MJ merely pointed; there were small sticks in the ground with orange flags attached to them all around our perimeter.

“Shit, now I look like the asshole.”

“Nothing ever really changes with you, man.” BT said, grabbing the post hole digger while handing me a shovel.

If we were in Florida, we would have finished the job in five or six hours. After ten, we were about halfway there. One does not have a firm grasp on frustration until they have dug dirt in Maine, the birthplace of rocks, apparently. The first hole had been a set-up, I think, because of the ease with which we had dug it. Every one after that had boulders that needed to be removed. I had argued heatedly that we should move the hole; Mad Jack, who was supervising the labor, had told us, in no uncertain terms, that could not happen. I wondered a few times that day if he could survive a shovel strike to the side of the head.

Justin and Travis came out after a while to help. Justin looked like shit.

“How you doing?” I asked him, fearful he'd spent the entire night thinking about Jess.

“I'm okay.” He had a smile. “Avalyn didn't sleep much. I stayed up with her.”

“Avalyn?”

“The baby needed a name.”

“I guess she did. She doing all right?”

“I don't want to get gross, Dad, but, umm, Nicole is helping out.”

“With feeding?”

“Yeah, Dad, geez. You ever walk in on your sister breastfeeding two babies?”

“No.”

“It was horrible.”

On a fundamental level, I knew it was a beautiful act of nourishment and maternal bonding. That it was only a corporate greed that infused the unnatural aspect of this onto our perverse Western culture. Still though, I'm not ashamed to say I didn't want to watch my daughter breastfeeding. Maybe it made me realize she was no longer daddy's little girl. I don't know the reasons. I'm male. I don't dwell on my feelings much. Suffice it to say, I thought it was hilarious Justin was scarred and thrilled it wasn't me.
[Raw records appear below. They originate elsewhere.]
PR #465, opened 2019-07-23
Fix bundle detection on big endian

ukleinek:
The squashfs magic is contained in little endian order in the image. To
be able to detect it correctly on big endian the magic value needs its
endianess switched to properly compare with the respective value found
using read(2) from the image.

With this the test suite runs successfully on a sparc64 box apart from a single test that fails because mksquashfs dies with a bus error, which I reported on https://bugs.debian.org/932787 .

### DIFF
--- a/src/bundle.c
+++ b/src/bundle.c
@@ -248,7 +248,7 @@ static gboolean input_stream_read_uint64_all(GInputStream *stream,
 	return res;
 }
 
-#define SQUASHFS_MAGIC			0x73717368
+#define SQUASHFS_MAGIC			GUINT32_TO_LE(0x73717368)
 
 /* Attempts to read and verify the squashfs magic to verify having a valid bundle */
 static gboolean input_stream_check_bundle_identifier(GInputStream *stream, GError **error)


src/bundle.c
```diff
@@ -248,7 +248,7 @@ static gboolean input_stream_read_uint64_all(GInputStream *stream,
 	return res;
 }
 
-#define SQUASHFS_MAGIC			0x73717368
+#define SQUASHFS_MAGIC			GUINT32_FROM_LE(0x73717368)
```
a3f: This should be `GUINT32_TO_LE` because you are using it to compare with a little endian `GUINT32`. Doesn't matter except for PDP Endian, but makes he intent clearer

jluebbe: Yes, @a3f, you're right. @ukleinek to you want to swap it or should I?

ukleinek: I thought a bit about that and I think `GUINT32_FROM_LE` is the right one. We're reading a 32bit little endian number from the image and interpret it as native number. So that's what should be done with the little endian constant that we're expecting to read, don't we?

Alternatively we could compare byte by byte.

a3f: If we add some types it becomes clearer:

```
__le32 guint32_from_image;
__host32 guint32_integer_literal;
__host32 GUINT32_FROM_LE(__le32);
__le32 GUINT32_TO_LE(__host32);
```

So valid combinations are either `if (GUINT32_FROM_LE(guint32_from_image) == guint32_integer_literal)` or `if (GUINT32_TO_LE(guint32_integer_literal) == guin32_from_image)`.

ukleinek: ok, convinced

jluebbe:
Thanks @ukleinek and @a3f!

ejoerns:
@elboulangero This should be the fix for at least part of the failures seen in e.g. https://buildd.debian.org/status/fetch.php?pkg=rauc&arch=powerpc&ver=1.1-1&stamp=1567715803&raw=0

elboulangero:
Ack, thanks!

“You'll be fine. Watch out for the task master.” I pointed to MJ. BT and I pulled up a seat a few feet away from the work. My hands were raw, blistered, and in some spots, bleeding. I was about to ask BT how his hands were doing when I saw him take off heavy leather gloves.
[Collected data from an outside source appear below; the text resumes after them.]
PR #466, opened 2019-07-23
Add casync tmpdir option to system.conf

gportay:
This commit allows setting a different temporary directory for `casync` at extraction.

`casync` caches things in the temporary directory. The default location `/var/tmp` may be limited in some use-cases. Thus, the choice of a temporary directory is very important, and the user/maintainer must have control of it.

For example, if the things that are being updated is very big (lets says 10GB), the seeding requires lots of inodes and `casync` may run out of inodes if the filesystem is already full of files.

The example below sets the temporary directory to `/tmp`:

```
$ cat /etc/rauc/system.conf
(...)
[casync]
tmppath=/tmp
(...)
```

### DIFF
--- a/docs/reference.rst
+++ b/docs/reference.rst
@@ -145,6 +145,14 @@ For more information about using casync support of RAUC, refer to
   By default, the chunk store path is derived from the location of the RAUC
   bundle you install.
 
+``tmppath``
+  Allows to set the path to use as temporary directory for casync.
+  The temporary directory used by casync can be specified using the TMPDIR
+  environment variable. It falls back to /var/tmp if unset.
+  If ``tmppath`` is set then RAUC runs casync with TMPDIR sets to that path.
+  By default, the temporary directory is left unset by RAUC and casync uses its
+  internal default value ``/var/tmp``.
+
 **[autoinstall] section**
 
 The auto-install feature allows to configure a path that will be checked upon
--- a/src/update_handler.c
+++ b/src/update_handler.c
@@ -160,8 +160,9 @@ static gboolean copy_raw_image(RaucImage *image, GUnixOutputStream *outstream, G
 	return TRUE;
 }
 
-static gboolean casync_extract(RaucImage *image, gchar *dest, const gchar *seed, const gchar *store, GError **error)
+static gboolean casync_extract(RaucImage *image, gchar *dest, const gchar *seed, const gchar *store, const gchar *tmpdir, GError **error)
 {
+	g_autoptr(GSubprocessLauncher) launcher = NULL;
 	g_autoptr(GSubprocess) sproc = NULL;
 	GError *ierror = NULL;
 	gboolean res = FALSE;
@@ -182,9 +183,13 @@ static gboolean casync_extract(RaucImage *image, gchar *dest, const gchar *seed,
 	g_ptr_array_add(args, g_strdup(dest));
 	g_ptr_array_add(args, NULL);
 
+	launcher = g_subprocess_launcher_new(G_SUBPROCESS_FLAGS_NONE);
+	if (tmpdir)
+		g_subprocess_launcher_setenv(launcher, "TMPDIR", tmpdir, TRUE);
+
 	r_debug_subprocess(args);
-	sproc = g_subprocess_newv((const gchar * const *)args->pdata,
-			G_SUBPROCESS_FLAGS_NONE, &ierror);
+	sproc = g_subprocess_launcher_spawnv(launcher,
+			(const gchar * const *)args->pdata, &ierror);
 	if (sproc == NULL) {
 		g_propagate_prefixed_error(
 				error,
@@ -233,6 +238,7 @@ static gboolean casync_extract_image(RaucImage *image, gchar *dest, GError **err
 	RaucSlot *seedslot = NULL;
 	g_autofree gchar *seed = NULL;
 	gchar *store = NULL;
+	gchar *tmpdir = NULL;
 	gboolean seed_mounted = FALSE;
 
 	/* Prepare Seed */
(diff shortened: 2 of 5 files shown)


docs/reference.rst
```diff
@@ -145,6 +145,10 @@ For more information about using casync support of RAUC, refer to
   By default, the chunk store path is derived from the location of the RAUC
   bundle you install.
 
+``tmpdir``
```
jluebbe: For consistency with the other options, I'd prefer tmppath:
```suggestion
``tmppath``
```

docs/reference.rst
```diff
@@ -145,6 +145,10 @@ For more information about using casync support of RAUC, refer to
...
+  Allows to set the path to use as temporary directory for casync.
+  By default, the temporary directory is set to /var/tmp.
```
jluebbe: You say that /var/tmp is used by default, but this is not configured explicitly when starting casync. It seems casync would use TMPDIR if set already, and then fall back to an internal casync default.
That seems to be a sensible behavior, but should be reflected in the docs.

docs/reference.rst
gportay: Done.

However, I kept a reference named `tmpdir` to reflect the `casync` environment variable `TMPDIR`.

See function `static gboolean casync_extract(RaucImage *image, gchar *dest, const gchar *seed, const gchar *store, const gchar *tmpdir, GError **error).`

This is identical to `storepath` that become `--store`.

docs/reference.rst
gportay: Done.

Hope my reword is good enough ;)

src/update_handler.c
```diff
@@ -270,8 +276,12 @@ static gboolean casync_extract_image(RaucImage *image, gchar *dest, GError **err
 	store = r_context()->install_info->mounted_bundle->storepath;
 	g_debug("Using store path: '%s'", store);
 
+	/* Set temporary directory */
+	tmpdir = r_context()->config->tmp_path;
+	g_debug("Using tmp path: '%s'", tmpdir);
```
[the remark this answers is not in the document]
gportay: Makes sense. done locally.

src/update_handler.c
```diff
@@ -183,8 +184,12 @@ static gboolean casync_extract(RaucImage *image, gchar *dest, const gchar *seed,
 	g_ptr_array_add(args, NULL);
 
 	r_debug_subprocess(args);
-	sproc = g_subprocess_newv((const gchar * const *)args->pdata,
-			G_SUBPROCESS_FLAGS_NONE, &ierror);
+	launcher = g_subprocess_launcher_new(G_SUBPROCESS_FLAGS_NONE);
```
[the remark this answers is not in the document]
gportay: Done.

gportay:
> And, we should add at least some minimal test for assuring that this option is at least tested for existence. I know we are missing a check for storepath, too, maybe we can simply combine this for now.
> 
> The relevant test file is https://github.com/rauc/rauc/blob/master/test/config_file.c

I will do this if it is only checking the existence of those options.

To let you know, I noticed that `make check` is not working on my setup. Is that my fault?

I worked around it with, I do not know if this is the right fix.

```
diff --git a/test/install.c b/test/install.c
index 41e695b..d0543cb 100644
--- a/test/install.c
+++ b/test/install.c
@@ -277,10 +277,10 @@ filename=bootloader.img";
        g_assert_true(g_hash_table_contains(tgrp, "demofs"));
        g_assert_true(g_hash_table_contains(tgrp, "bootloader"));
        g_assert_true(g_hash_table_contains(tgrp, "prebootloader"));
-       g_assert_cmpstr(((RaucSlot*)g_hash_table_lookup(tgrp, "rescue"))->name, ==, "rescue.0");
-       g_assert_cmpstr(((RaucSlot*)g_hash_table_lookup(tgrp, "rootfs"))->name, ==, "rootfs.1");
-       g_assert_cmpstr(((RaucSlot*)g_hash_table_lookup(tgrp, "appfs"))->name, ==, "appfs.1");
-       g_assert_cmpstr(((RaucSlot*)g_hash_table_lookup(tgrp, "demofs"))->name, ==, "demofs.1");
+       g_assert_cmpstr(((RaucSlot*)g_hash_table_lookup(tgrp, "rescue"))->name, ==, "rescue.1");
+       g_assert_cmpstr(((RaucSlot*)g_hash_table_lookup(tgrp, "rootfs"))->name, ==, "rootfs.2");
+       g_assert_cmpstr(((RaucSlot*)g_hash_table_lookup(tgrp, "appfs"))->name, ==, "appfs.2");
+       g_assert_cmpstr(((RaucSlot*)g_hash_table_lookup(tgrp, "demofs"))->name, ==, "demofs.2");
        g_assert_cmpstr(((RaucSlot*)g_hash_table_lookup(tgrp, "bootloader"))->name, ==, "bootloader.0");
        g_assert_cmpstr(((RaucSlot*)g_hash_table_lookup(tgrp, "prebootloader"))->name, ==, "prebootloader.0");
        g_assert_cmpint(g_hash_table_size(tgrp), ==, 6);
```

ejoerns:
> I will do this if it is only checking the existence of those options.

Yes.

> To let you know, I noticed that `make check` is not working on my setup. Is that my fault?
> 
> I have workaround it with the following patch, but I do not know if this is the right fix.

I cannot see any relation between the things you changed and the fix you propose.
Maybe submitt your changes an let us see if the test job also fails. This might give some more targeted information on what to change.

gportay:
> > To let you know, I noticed that `make check` is not working on my setup. Is that my fault?
> > I have workaround it with the following patch, but I do not know if this is the right fix.
> 
> I cannot see any relation between the things you changed and the fix you propose.
> Maybe submitt your changes an let us see if the test job also fails. This might give some more targeted information on what to change.

I am sorry if I was not clear...

I got that issue before applying my changes *AND* I was not using the Dockerfile (in `test/`) and docker. So the issue I faced and my changes are *NOT* related.

Now, I am using the Dockerfile (from `test/`) and docker and I do not have any issues.

Everything is fine, testing using docker.

gportay:
> Just some minor comments, looks good otherwise!

I marked the conversations as resolved. But I wonder why it still says that "changes are requested".

I am not so familiar with GitHub review. Tell me if I missed something.

ejoerns:
@gportay that was because the review from @jluebbe was stil marked as 'changes' required. I've now dismissed it as you obviously performed the requested changes.

ejoerns:
@gportay Thanks for your contribution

“You been wearing them things the whole time?”

“You're fucking clueless, man.” He set them to the side and took a long drink of water. “And don't even look at them. They'd look like boxing gloves on you, anyway.”
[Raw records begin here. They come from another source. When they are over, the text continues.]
PR #467, opened 2019-07-25
service: add annotations for qdbusxml2cpp

tobydox:
When generating interface classes for Qt projects using qdbusxml2cpp
custom types must be annotated.

To use the generated interface class the RaucSlotStatusArray and
RaucProgress types have to be defined and registered as Qt meta types.
Additionally QDBusArgument proper streaming operators have to be
supplied.

Signed-off-by: Tobias Junghans <tobydox@veyon.io>

### DIFF
--- a/src/rauc-installer.xml
+++ b/src/rauc-installer.xml
@@ -50,6 +50,7 @@
     -->
     <method name="GetSlotStatus">
       <arg name="slot_status_array" type="a(sa{sv})" direction="out"/>
+      <annotation name="org.qtproject.QtDBus.QtTypeName.Out0" value="RaucSlotStatusArray"/>
     </method>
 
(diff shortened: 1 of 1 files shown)


jluebbe:
From your commit message:

> Additionally QDBusArgument proper streaming operators have to be
supplied.

I've not seen the corresponding change in the commit (only for the two argument types). Is there something missing from the commit?

tobydox:
That's just an additional information for developers when using `qdbusxml2cpp` and is not related to the D-Bus interface XML itself. If it's too confusing, I can strip down the commit message.

jluebbe:
> That's just an additional information for developers when using `qdbusxml2cpp` and is not related to the D-Bus interface XML itself. If it's too confusing, I can strip down the commit message.

OK, that sounds like that would be obvious to Qt developers. :)

PR #475, opened 2019-09-08
test/install: deactivate more tests that depend on GHashTable impleme…

ukleinek:
…ntation

In the same spirit as 35c98ab18f90 ("test/install: deactivate check that
depends on GHashTable implementation") also deactivate three further
tests that depend on the interna of GHashTable. 

With this change on top of a cherry-pick of 35c98ab18f and bc25067177 this fixes building the rauc 1.1 Debian package on s390x.

PR #476, opened 2019-09-09
test/install: fix test for undefined behavior in slot selection handling

ejoerns:
For the triple-redundancy rootfs.0, rootfs.1, rootfs.2 (including their
childs), we have rootfs.0 set to 'active' so far and thus both rootfs.2
and rootfs.2 being detected as 'inactive'.

For this case, there is still no real definition of when or whether to select
rootfs.1 or rootfs.2.

Prior to this, the test checked for the selected slot being rootfs.1
which was valid for the concrete implementation, but mainly depending on
the order that was given by the GHashTable (iterator) implementation.

In recent glib version this changed resulting in rootfs.2 being selected
instead.

We adapt the test for checking correctly for both cases.

Supersedes #475

### DIFF
--- a/test/install.c
+++ b/test/install.c
@@ -257,6 +257,8 @@ filename=bootloader.img";
 
 	g_assert_true(load_manifest_file(pathname, &rm, NULL));
 
+	r_context_conf()->bootslot = g_strdup("system0");
+
 	g_assert_true(determine_slot_states(NULL));
 
 	g_assert_nonnull(r_context()->config);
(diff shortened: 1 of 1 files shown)


ejoerns:
@elboulangero This should be of interest for you, too.

ukleinek:
I didn't look closely, but I wonder if we need something like https://github.com/ejoerns/rauc/commit/9230105a66c72be46719003bf5f048d82a070aaa for this commit to be correct.

ejoerns:
@ukleinek it works without, but more accidentially than intended. And there is no guarantee that it will work in the future, too. Thus for this PR it makes sense to include the commit you mentioned to fully fix the known issues in this test.

ukleinek:
I would swap the order of the two commits, other than that it looks fine for me now

ejoerns:
@ukleinek I've fixed the typos and, while at it, I also changed the order of commits if that looks cleaner to you ;)

ejoerns:
@ukleinek really reliably fixed typos now.

PR #482, opened 2019-09-13
keep BOOT_ACK and PARTITION_ACCESS values 

s-michaelsen:
when writing number of active boot partition to eMMCs EXT_CSD_PART_CONFIG register

### DIFF
--- a/src/emmc.c
+++ b/src/emmc.c
@@ -88,6 +88,7 @@ gboolean r_emmc_write_bootpart(const gchar *device, gint bootpart_active, GError
 	gint ret;
 	gboolean res = FALSE;
 	int fd;
+	guint8 extcsd[512];
 	guint8 value = 0;
 
 	g_return_val_if_fail(bootpart_active == 0 || bootpart_active == 1, FALSE);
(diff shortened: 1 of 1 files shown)


ejoerns:
@s-michaelsen please add your Signed-of-by line here (https://rauc.readthedocs.io/en/latest/contributing.html#developer-s-certificate-of-origin)

jluebbe:
For the PARTITION_ACCESS, this should not be needed, as the kernel is responsible for maintaining it (https://git.kernel.org/pub/scm/linux/kernel/git/torvalds/linux.git/commit/?id=a0e9576634f0bcfa5c4d8efdcf8c9b28298d7570). It would be vulnerable to races between userspace an kernel anyway. Did you see problems with BOOT_ACK only, or also with PARTITION_ACCESS?
Regarding the BOOT_ACK value, I agree. A comment in the code explaining this would be useful to avoid problems in the future.

s-michaelsen:
I saw only problems with BOOT_ACK flag. Only added PARTITION_ACCESS as well after reading register spec. I'll remove the according part and change the comment.

jluebbe:
I've squashed the commits together and reworded the comment a bit.

src/emmc.c
```diff
@@ -99,11 +100,26 @@ gboolean r_emmc_write_bootpart(const gchar *device, gint bootpart_active, GError
...
+				EXT_CSD_PART_CONFIG, device);
+		goto out;
+	}
+
+	/* Keep BOOT_ACK value as it is. Resetting this bit might prevent
+	 * proper boot process on some platforms since in some SoCs, ROM boot
+	 * loaders need this flag to be set.
+	 * The PARTITION_ACCESS value is handled inside the kernel so we do not
+	 * need to take care of it here. */
+	value = extcsd[EXT_CSD_PART_CONFIG] & ~(1 << 6);
```
ejoerns: This clears `BOOT_ACK` which is the opposite of what we intended to achieve.

Shouldn't that be:
``` suggestion
	value = extcsd[EXT_CSD_PART_CONFIG] & (1 << 6);
```

ejoerns:
I've squashed the commits and rebased onto current master.

PR #484, opened 2019-09-16
Fix leaking GDataInputStream's

ejoerns:
The GDataInputStream 'datainstream' is created from 'instream' with
g_data_input_stream_new() but never freed.

Luckily we have g_autoptr() mechanism, so that we just need to declare
'datainstream' as an auto pointer variable here to have it freed
correctly as soon as it leaves the context.

Note that the bug described above also leads to an open file descriptor
remaining.
The more often on calls, for example, 'rauc status' the more open file
descriptors will be collected until they suddenly hit the maximum number
of open file descriptors allowed (e.g. by systemd service settings)
resulting in error message:

> Too many open files

### DIFF
--- a/src/bootchooser.c
+++ b/src/bootchooser.c
@@ -62,7 +62,7 @@ static gboolean barebox_state_get(const gchar* bootname, BareboxSlotState *bb_st
 	g_autoptr(GSubprocess) sub = NULL;
 	GError *ierror = NULL;
 	GInputStream *instream;
-	GDataInputStream *datainstream;
+	g_autoptr(GDataInputStream) datainstream = NULL;
 	gchar* outline;
 	guint64 result[2] = {};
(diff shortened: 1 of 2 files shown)


src/bootchooser.c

He was right. Gary and Trip took a shift as well. By the time night descended, we were nearly done. When we'd decided to call it a night, Mad Jack had looked pissed that we were so close and not finishing. He actually picked up the post digger. When the first impact sent vibrations up his arms, he'd wisely put the implement down.

He cleared his throat then announced, “I think this is as good a stopping point as any.”

Most of us were already in the house. The next day, we only had five holes to dig, and I almost couldn't do it, my hands hurt so damn bad. MJ was already having the old fencing removed a section at a time and was adhering it to the new posts. Luckily, the zombies just watched from a distance.

It was while I was helping move the old fencing into the new position I finally thought to ask why in the hell we were doing that. I initially had thought we'd be putting up more fencing, not just moving the old.

“The fence was grounded; I needed the wooden posts.”

“The transformers, Mike. Remember those?” BT asked.

“Yeah, I remember them. So?”

“Pretend we're on Sesame Street. I'm going to give you two words and then you put them together, okay?” he asked in that condescending teacher to thick pupil way. “Electric.” He paused then said, “Fence.”

“Your mom must have been a saint, having to put up with you,” I told him. “This going to be worth it?” I asked MJ. That was like asking the inventor of sliced bread if he thought it was a good idea. I could have not gotten a more biased answer if I'd tried.

“Sometimes I think someone has forgot to flip your pancakes.” BT laughed.

“What the hell does that mean?”

“He thinks you're only half done!” Trip shouted, though he'd come up to my ear with his hand cupped around his mouth as if he were going to whisper that.

I had to pull back. “Better than being over cooked,” I told him.

The fence moving procedure had gone much smoother than the digging, and more people could help out. We were done right around lunchtime. Which was perfect; I was starving.

“Aren't you guys going to stick around for the test?” Mad Jack looked distraught we were all leaving.

“I'll be back. I'm going to get a sandwich.” All the thinking about sliced bread made me hanker for one.

When I returned with some food, I found Mad Jack by the side of the house. He had a huge lever nailed to a board stuck to the house, with a cable nearly as thick as my forearm attached to it.

“Don't touch that.” I was insulted he felt the need to tell me that. As if the red signs painted with huge warnings weren't enough. I looked around him. The cable went to a bank of three of the transformers.

“You sure this isn't going to blow? I've seen what you could do with a nine volt.”

“Should be fine.”

“What should be fine?” BT had what looked like leg of cow and was gnawing on it.

“Mad Jack is pretty convinced this set up isn't going to blow up.”

BT swallowed down hard on whatever had almost just got lodged in his throat.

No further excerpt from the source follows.